PROBLEM TO WORK ON: Run through the records and, wherever a line holds the word "need", return that line.

MATERIALS PROVIDED:
⁂

Issue #1757, opened 2019-04-30
3+DC - History Cleanup With Multiple Branches


wxing1292:

yux0:
#1885 merged

PR #1885, opened 2019-05-21
3DC multi branches cleanup

yux0:
In 3+DC, the mutable state may have multi-branches info. When a workflow is cleanup, all branches need to be deleted. Currently, the logic is to remove all non current branches (not max version), this is due to archival only archive current branch. In the future, when archival supports archive multiple branches. The cleanup can delete all branches.


dmetzgar:
Fixes #1757

service/history/timerQueueProcessorBase.go
```diff
@@ -704,15 +705,20 @@ func (t *timerQueueProcessorBase) deleteWorkflowHistory(task *persistence.TimerT
 				tag.TaskType(task.GetTaskType()))
 			versionHistories := msBuilder.GetAllBranches()
 
-			for _, versionHistory := range versionHistories.Histories {
+		CleanupLoop:
+			for idx, versionHistory := range versionHistories.Histories {
+				if reflect.DeepEqual(versionHistory.BranchToken, msBuilder.GetCurrentBranch()) {
```
wxing1292: bytes.Equal

service/history/timerQueueProcessorBase.go
```diff
@@ -704,15 +705,20 @@ func (t *timerQueueProcessorBase) deleteWorkflowHistory(task *persistence.TimerT
 				tag.TaskType(task.GetTaskType()))
 			versionHistories := msBuilder.GetAllBranches()
 
-			for _, versionHistory := range versionHistories.Histories {
+		CleanupLoop:
+			for idx, versionHistory := range versionHistories.Histories {
```
wxing1292: probably also need to do a null check here

service/history/timerQueueProcessorBase.go
yux0: Done

service/history/timerQueueProcessorBase.go
yux0: Done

⁂

WORKED SOLUTION:
In 3+DC, the mutable state may have multi-branches info. When a workflow is cleanup, all branches need to be deleted. Currently, the logic is to remove all non current branches (not max version), this is due to archival only archive current branch. In the future, when archival supports archive multiple branches. The cleanup can delete all branches.
wxing1292: probably also need to do a null check here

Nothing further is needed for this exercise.